----- DATA FOR ANALYSIS
PR #448, opened 2026-02-09
Add replica set fields support and isdbgrid configuration

### LINKED ISSUE #445: [Feature Request] Replica Set Support for DocumentDB
#### Problem Statement: 

DocumentDB currently lacks complete replica set support, which is a fundamental MongoDB feature that enables:

1. **High Availability** – Clearly identifying which node is the primary (writer) and which nodes are secondaries (readers)
2. **Read Scaling** – Allowing drivers to distribute read operations across secondary nodes using read preference settings
3. **Automatic Failover** – Enabling drivers to detect primary changes and reconnect automatically
4. **Standard Connection Strings** – Supporting replica set connection strings such as:

   ```
   mongodb://host1:27917,host2:27918/?replicaSet=rs0
   ```

When a MongoDB driver connects to a deployment, it executes the hello (or isMaster) command to determine cluster topology. For a replica set, this response must include:

- Replica set name (setName)

- List of member hosts (hosts)

- Current primary (primary)

- Identity of the responding node (me)

- Node role (isWritablePrimary / secondary) etc...

Additionally, the current hello response includes:

```
"msg": "isdbgrid"
```
This field is used by MongoDB drivers to identify a sharded cluster (mongos). Replica sets should not advertise themselves as sharded clusters. Including this field in non-sharded deployments may cause driver misclassification.

### 1. Support Optional Replica Set Metadata in hello / isMaster

Enhance the `hello`/`isMaster` command to optionally include replica set fields when replica set information is available through an extension or integration layer.

**For a Primary Node:**

```
{
  "isWritablePrimary": true,
  "setName": "rs0",
  "hosts": ["host1:27917", "host2:27918"],
  "primary": "host1:27917",
  "me": "host1:27917",
  "setVersion": 1,
  // ... other fields related to Replica set...
  "ok": 1
}
```

**For a Secondary Node:**
```
{
  "isWritablePrimary": false,
  "secondary": true,
  "setName": "rs0",
  "hosts": ["host1:27917", "host2:27918"],
  "primary": "host1:27917",
  "me": "host2:27918",
  // ... other fields related to Replica set...
  "ok": 1
}

```

#### Backward Compatibility

If no replica set metadata is available (i.e., no extension or integration provides it), DocumentDB should continue operating in standalone mode with current behavior:

```
{
  "isWritablePrimary": true,
  "maxBsonObjectSize": 16777216,
  "maxMessageSizeBytes": 48000000,
  "localTime": 1768599176805,
  "ok": 1
}
```

### 2. Make `isdbgrid` Behavior Configurable

Since `"msg": "isdbgrid"` indicates a sharded cluster (mongos), it should not appear in replica set deployments. Introduce a configuration option to control this behavior.

#### Proposed Configuration

Add a configuration option such as:
```json
{
  "IsMongoSharded": false
}
```

#### Behavior Based on Configuration

| `IsMongoSharded` Value | `hello` Response | `isdbgrid` Command |
|------------------------|------------------|-------------------|
| `false`| Does NOT include `"msg": "isdbgrid"` | Returns error: "no such cmd: isdbgrid" |
| `true`  (default)  | Includes `"msg": "isdbgrid"` | Returns `{ "isdbgrid": 1.0, "ok": 1 }` |

**When `IsMongoSharded: false` (Replica Set Mode):**
```json
{
  "isWritablePrimary": true,
  "setName": "rs0",
  // ... other fields ...
  // NO "msg": "isdbgrid"
  "ok": 1
}
```

This prevents drivers from incorrectly identifying replica set deployments as sharded clusters and ensures accurate deployment classification.

## Describe Alternatives Considered

1. Standalone-Only Behavior
Keeping DocumentDB strictly standalone simplifies implementation but limits compatibility with replica set–based deployments.

2. Hardcoded Replica Set Responses
Always returning replica set fields would reduce flexibility and may not reflect actual deployment topology.

The proposed approach provides flexibility while maintaining backward compatibility.

**Additional context**

While DocumentDB might not yet have full replica set capabilities, adding this extension point lays the groundwork. It ensures DocumentDB can evolve to support replica set topologies in the future or integrate with extensions that provide that functionality.

v-sathvik:
- Implement get_replica_set_fields function
- Add replica set fields SQL definitions
- Add isdbgrid configuration support in gateway
- Add isdbgrid integration tests

Fixes #445

### DIFF
--- a/pg_documentdb/sql/udfs/metadata/replica_set_fields--0.110-0.sql
+++ b/pg_documentdb/sql/udfs/metadata/replica_set_fields--0.110-0.sql
@@ -1,0 +1,10 @@
+/* Returns replica set fields for isMaster/hello response */
+
+CREATE OR REPLACE FUNCTION __API_SCHEMA_V2__.get_replica_set_fields()
+RETURNS __CORE_SCHEMA__.bson
+STABLE
+LANGUAGE c
+AS 'MODULE_PATHNAME', $function$get_replica_set_fields$function$;
+
+COMMENT ON FUNCTION __API_SCHEMA_V2__.get_replica_set_fields()
+	IS 'Returns replica set information as single BSON document.';
--- a/pg_documentdb/sql/udfs/metadata/replica_set_fields--0.110-0.sql
+++ b/pg_documentdb/sql/udfs/metadata/replica_set_fields--0.110-0.sql
@@ -1,10 +1,17 @@
-/* Returns replica set fields for isMaster/hello response */
-
-CREATE OR REPLACE FUNCTION __API_SCHEMA_V2__.get_replica_set_fields()
+/*
+ * Returns replica set fields for hello/isMaster responses.
+ *
+ * Returns NULL when no replica set hook is set, or a BSON document with replica set
+ * fields (hosts, setName, primary, me, isWritablePrimary, secondary, etc.) when a hook
+ * is configured. The gateway calls this periodically and merges the result into hello responses.
+ *
+ * Internal gateway use only.
+ */
+CREATE OR REPLACE FUNCTION documentdb_api_internal.get_replica_set_fields()
 RETURNS __CORE_SCHEMA__.bson
 STABLE
 LANGUAGE c
 AS 'MODULE_PATHNAME', $function$get_replica_set_fields$function$;
 
-COMMENT ON FUNCTION __API_SCHEMA_V2__.get_replica_set_fields()
+COMMENT ON FUNCTION documentdb_api_internal.get_replica_set_fields()
 	IS 'Returns replica set information as single BSON document.';
--- a/pg_documentdb/sql/udfs/metadata/replica_set_fields--0.110-0.sql
+++ b/pg_documentdb/sql/udfs/metadata/replica_set_fields--0.110-0.sql
@@ -5,7 +5,6 @@
  * fields (hosts, setName, primary, me, isWritablePrimary, secondary, etc.) when a hook
  * is configured. The gateway calls this periodically and merges the result into hello responses.
  *
- * Internal gateway use only.
  */
 CREATE OR REPLACE FUNCTION documentdb_api_internal.get_replica_set_fields()
 RETURNS __CORE_SCHEMA__.bson
--- a/pg_documentdb/sql/udfs/metadata/replica_set_fields--latest.sql
+++ b/pg_documentdb/sql/udfs/metadata/replica_set_fields--latest.sql
@@ -1,0 +1,10 @@
+/* Returns replica set fields for isMaster/hello response */
+
+CREATE OR REPLACE FUNCTION __API_SCHEMA_V2__.get_replica_set_fields()
+RETURNS __CORE_SCHEMA__.bson
+STABLE
+LANGUAGE c
+AS 'MODULE_PATHNAME', $function$get_replica_set_fields$function$;
+
+COMMENT ON FUNCTION __API_SCHEMA_V2__.get_replica_set_fields()
+	IS 'Returns replica set information as single BSON document.';
--- a/pg_documentdb/sql/udfs/metadata/replica_set_fields--latest.sql
+++ b/pg_documentdb/sql/udfs/metadata/replica_set_fields--latest.sql
@@ -1,10 +1,17 @@
-/* Returns replica set fields for isMaster/hello response */
-
-CREATE OR REPLACE FUNCTION __API_SCHEMA_V2__.get_replica_set_fields()
+/*
+ * Returns replica set fields for hello/isMaster responses.
+ *
+ * Returns NULL when no replica set hook is set, or a BSON document with replica set
+ * fields (hosts, setName, primary, me, isWritablePrimary, secondary, etc.) when a hook
+ * is configured. The gateway calls this periodically and merges the result into hello responses.
+ *
+ * Internal gateway use only.
+ */
+CREATE OR REPLACE FUNCTION documentdb_api_internal.get_replica_set_fields()
 RETURNS __CORE_SCHEMA__.bson
 STABLE
 LANGUAGE c
 AS 'MODULE_PATHNAME', $function$get_replica_set_fields$function$;
 
-COMMENT ON FUNCTION __API_SCHEMA_V2__.get_replica_set_fields()
+COMMENT ON FUNCTION documentdb_api_internal.get_replica_set_fields()
 	IS 'Returns replica set information as single BSON document.';
--- a/pg_documentdb/src/metadata/replica_set_fields.c
+++ b/pg_documentdb/src/metadata/replica_set_fields.c
@@ -1,0 +1,35 @@
+/*-------------------------------------------------------------------------
+ * Copyright (c) Microsoft Corporation.  All rights reserved.
+ *
+ * src/metadata/replica_set_fields.c
+ *
+ * Implementation of replica set metadata functions.
+ *-------------------------------------------------------------------------
+ */
+#include <postgres.h>
+#include <fmgr.h>
+#include <nodes/parsenodes.h>
+
+#include "api_hooks.h"
+
+/* Function exports for SQL callable functions */
+PG_FUNCTION_INFO_V1(get_replica_set_fields);
+
+/*
+ * get_replica_set_fields
+ * 
+ * PostgreSQL callable function that returns replica set fields as a single BSON document.
+ * This function acts as a PostgreSQL interface that delegates to the hook system.
+ */
+Datum
+get_replica_set_fields(PG_FUNCTION_ARGS)
+{
+	Datum result = GetReplicaSetFields();
+	
+	if (result == (Datum) 0)
+	{
+		PG_RETURN_NULL();
+	}
+	
+	return result;
+}
--- a/pg_documentdb_gw/src/configuration/dynamic.rs
+++ b/pg_documentdb_gw/src/configuration/dynamic.rs
@@ -9,7 +9,7 @@
 use std::fmt::Debug;
 
 use async_trait::async_trait;
-use bson::RawBson;
+use bson::{RawBson, RawDocumentBuf};
 
 use crate::{configuration::Version, postgres};
 
@@ -27,6 +27,12 @@ pub trait DynamicConfiguration: Send + Sync + Debug {
     async fn enable_developer_explain(&self) -> bool;
     async fn max_connections(&self) -> usize;
     async fn allow_transaction_snapshot(&self) -> bool;
+
+    /// Returns replica set BSON for hello/isMaster responses.
+    /// Returns None when no replica set info is available.
+    async fn get_replica_set_bson(&self) -> Option<RawDocumentBuf> {
+        None
+    }
 
     // Needed to downcast to concrete type
     fn as_any(&self) -> &dyn std::any::Any;
--- a/pg_documentdb_gw/src/configuration/dynamic.rs
+++ b/pg_documentdb_gw/src/configuration/dynamic.rs
@@ -30,8 +30,13 @@ pub trait DynamicConfiguration: Send + Sync + Debug {
 
     /// Returns replica set BSON for hello/isMaster responses.
     /// Returns None when no replica set info is available.
-    async fn get_replica_set_bson(&self) -> Option<RawDocumentBuf> {
-        None
+    async fn get_replica_set_bson(&self) -> Option<RawDocumentBuf>;
+
+    /// Indicates whether to include "msg": "isdbgrid" in isMaster/hello responses
+    /// and whether the isdbgrid command returns success or error.
+    /// Default: true
+    async fn is_mongo_sharded(&self) -> bool {
+        self.get_bool("IsMongoSharded", true).await
     }
 
     // Needed to downcast to concrete type
--- a/pg_documentdb_gw/src/configuration/pg_configuration.rs
+++ b/pg_documentdb_gw/src/configuration/pg_configuration.rs
@@ -268,10 +268,6 @@ impl PgConfiguration {
         Ok(())
     }
 
-    pub async fn get_replica_set_bson(&self) -> Option<RawDocumentBuf> {
-        self.replica_set_bson.read().await.clone()
-    }
-
     pub fn start_config_watcher(
         dynamic_config_file: String,
         configuration: Arc<PgConfiguration>,
@@ -424,6 +420,10 @@ impl DynamicConfiguration for PgConfiguration {
 
     async fn allow_transaction_snapshot(&self) -> bool {
         self.get_bool("mongoAllowTransactionSnapshot", false).await
+    }
+
+    async fn get_replica_set_bson(&self) -> Option<RawDocumentBuf> {
+        self.replica_set_bson.read().await.clone()
     }
 
     fn as_any(&self) -> &dyn std::any::Any {
--- a/pg_documentdb_gw/src/configuration/pg_configuration.rs
+++ b/pg_documentdb_gw/src/configuration/pg_configuration.rs
@@ -16,7 +16,7 @@ use std::{
 };
 
 use async_trait::async_trait;
-use bson::{rawbson, RawBson};
+use bson::{rawbson, RawBson, RawDocumentBuf};
 use notify::{event::ModifyKind, Error, Event, EventKind, RecursiveMode, Watcher};
 use serde::Deserialize;
 use tokio::{
@@ -28,7 +28,7 @@ use tokio::{
 use crate::{
     configuration::{dynamic::POSTGRES_RECOVERY_KEY, DynamicConfiguration, SetupConfiguration},
     error::{DocumentDBError, Result},
-    postgres::{Connection, ConnectionPool, QueryCatalog},
+    postgres::{Connection, ConnectionPool, PgDocument, QueryCatalog},
     requests::request_tracker::RequestTracker,
 };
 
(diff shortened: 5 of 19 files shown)


pg_documentdb_gw/src/processor/constant.rs
```diff
@@ -48,11 +48,23 @@ pub fn process_get_cmd_line_opts() -> Result<Response> {
...
+        .is_mongo_sharded();
+
+    if is_enabled {
+        Ok(Response::Raw(RawResponse(rawdoc! {
+            "isdbgrid": 1.0,
+            "hostname": context.service_context.setup_configuration().node_host_name(),
+            "ok": OK_SUCCEEDED,
+        })))
+    } else {
+        Err(DocumentDBError::documentdb_error(
```
visridha: can we not just return isdbgrid: 0 and ok: 0?

pg_documentdb/src/metadata/replica_set_fields.c
```diff
@@ -0,0 +1,35 @@
...
+/*
+ * get_replica_set_fields
+ * 
+ * PostgreSQL callable function that returns replica set fields as a single BSON document.
+ * This function acts as a PostgreSQL interface that delegates to the hook system.
+ */
+Datum
+get_replica_set_fields(PG_FUNCTION_ARGS)
+{
+	Datum result = GetReplicaSetFields();
```
visridha, line 27: What's the point of this? and what's the point of having a function whose sole purpose is to return NULL?

pg_documentdb/sql/udfs/metadata/replica_set_fields--latest.sql
```diff
@@ -0,0 +1,10 @@
+/* Returns replica set fields for isMaster/hello response */
+
+CREATE OR REPLACE FUNCTION __API_SCHEMA_V2__.get_replica_set_fields()
```
visridha: What's the contract for this?

pg_documentdb_gw/src/configuration/pg_configuration.rs
```diff
@@ -216,11 +242,24 @@ impl PgConfiguration {
             }
         };
 
+        let new_replica_set_bson = match self.inner.load_replica_set_bson(conn).await {
```
visridha, line 257: what's the behavior here on null?

pg_documentdb/sql/udfs/metadata/replica_set_fields--0.110-0.sql
```diff
@@ -0,0 +1,10 @@
+/* Returns replica set fields for isMaster/hello response */
+
+CREATE OR REPLACE FUNCTION __API_SCHEMA_V2__.get_replica_set_fields()
```
visridha: for being a public API schema i don't get what the documented behavior of this function should be.

visridha (changes requested):

pg_documentdb_gw/src/configuration/pg_configuration.rs
```diff
@@ -114,6 +114,28 @@ impl PgConfigurationInner {
...
+                &request_tracker,
+            )
+            .await?;
+
+        if let Some(first_row) = replica_set_rows.first() {
+            let replica_set_doc: Option<PgDocument> = first_row.try_get(0)?;
+            if let Some(doc) = replica_set_doc {
+                return Ok(Some(doc.0.to_raw_document_buf()));
+            }
+        }
```
AndrewKhoma, line 145: should we move this loading logic to the load_configurations method and maybe we can store this info as part of the `PgConfigurationInner`?

pg_documentdb_gw/src/configuration/setup.rs
```diff
@@ -57,6 +57,13 @@ pub struct DocumentDBSetupConfiguration {
     // Unix socket file permissions (octal format string, e.g., "0660" for owner+group read/write)
     // If not specified, defaults to 0o660
     pub unix_socket_file_permissions: Option<String>,
+
+    #[serde(default = "default_is_mongo_sharded")]
+    pub is_mongo_sharded: Option<bool>,
```
AndrewKhoma: this can be bool, since you're providing the default loading function

pg_documentdb_gw/src/configuration/setup.rs
```diff
@@ -179,6 +186,10 @@ impl SetupConfiguration for DocumentDBSetupConfiguration {
         self.enforce_tls.unwrap_or(true)
     }
 
+    fn is_mongo_sharded(&self) -> bool {
+        self.is_mongo_sharded.unwrap_or(true)
```
AndrewKhoma: feels error-prone to me. why are we stating that mongo is sharded by default?

pg_documentdb_gw/src/processor/ismaster.rs
```diff
@@ -76,5 +83,16 @@ pub async fn process(
         );
     }
 
+    if let Some(pg_config) = dynamic_configuration
```
AndrewKhoma: should we add get_replica_set_bson inside of the trait?

pg_documentdb_gw/tests/isdbgrid_tests_disabled.rs
```diff
@@ -0,0 +1,53 @@
...
+    assert!(
+        result.is_err(),
+        "isdbgrid command should fail when disabled"
+    );
+
+    // Verify the error message contains the expected text
+    let error = result.err().unwrap();
+    let error_string = error.to_string();
+    assert!(
+        error_string.contains("no such cmd: isdbgrid") || error_string.contains("CommandNotFound"),
```
AndrewKhoma: but I don't see how do we block it anywhere, except actual processing, can we move it to be the part of the parsing?

pg_documentdb_gw/src/processor/constant.rs
AndrewKhoma: also it's weird to throw command not supported on the actual processing layer and not during parsing

AndrewKhoma (changes requested):

pg_documentdb_gw/src/processor/constant.rs
v-sathvik: Initially we thought the same, but looking at the MongoDB docs, it returns an error, not {ok: 0}:

https://www.mongodb.com/docs/manual/reference/command/isdbgrid/#:~:text=.%20The%20error-,document%20is%20similar%20to%20the%20following%3A,-%7B

pg_documentdb/src/metadata/replica_set_fields.c
v-sathvik: This function is a hook for replica set support. In the open-source document db, it returns NULL. In our extension, we implemented the hook to supply replica set fields. The gateway uses these fields in hello/isMaster responses.

pg_documentdb/sql/udfs/metadata/replica_set_fields--latest.sql
v-sathvik: The contract is, It returns a BSON document with replica set fields (hosts, setName, primary, me, etc.) when a hook is configured, or NULL when no hook is set . The gateway calls this periodically and merges the non-NULL result into hello/isMaster responses. Will move this to `documentdb_api_internal` since it's only used by the gateway, and add a proper contract comment in the SQL.

pg_documentdb_gw/src/configuration/pg_configuration.rs
v-sathvik: If the SQL function returns NULL, `load_replica_set_bson` returns `Ok(None)`. That `None` gets stored, and in ismaster.rs the `if let Some(pg_config)` block is skipped , so no replica set fields are added to the hello response.

pg_documentdb/sql/udfs/metadata/replica_set_fields--0.110-0.sql
v-sathvik: Agree, this shouldn't be in the public API schema. Will move it to `documentdb_api_internal` since it's only used by the gateway. so this returns replica set BSON when a hook is configured, NULL otherwise. Will document this properly.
----------
WORK ITEM: Those lines above that contain the string "into" should be returned.

RESULT OF THIS EXERCISE:
+ * is configured. The gateway calls this periodically and merges the result into hello responses.
  * is configured. The gateway calls this periodically and merges the result into hello responses.
+ * is configured. The gateway calls this periodically and merges the result into hello responses.
v-sathvik: The contract is, It returns a BSON document with replica set fields (hosts, setName, primary, me, etc.) when a hook is configured, or NULL when no hook is set . The gateway calls this periodically and merges the non-NULL result into hello/isMaster responses. Will move this to `documentdb_api_internal` since it's only used by the gateway, and add a proper contract comment in the SQL.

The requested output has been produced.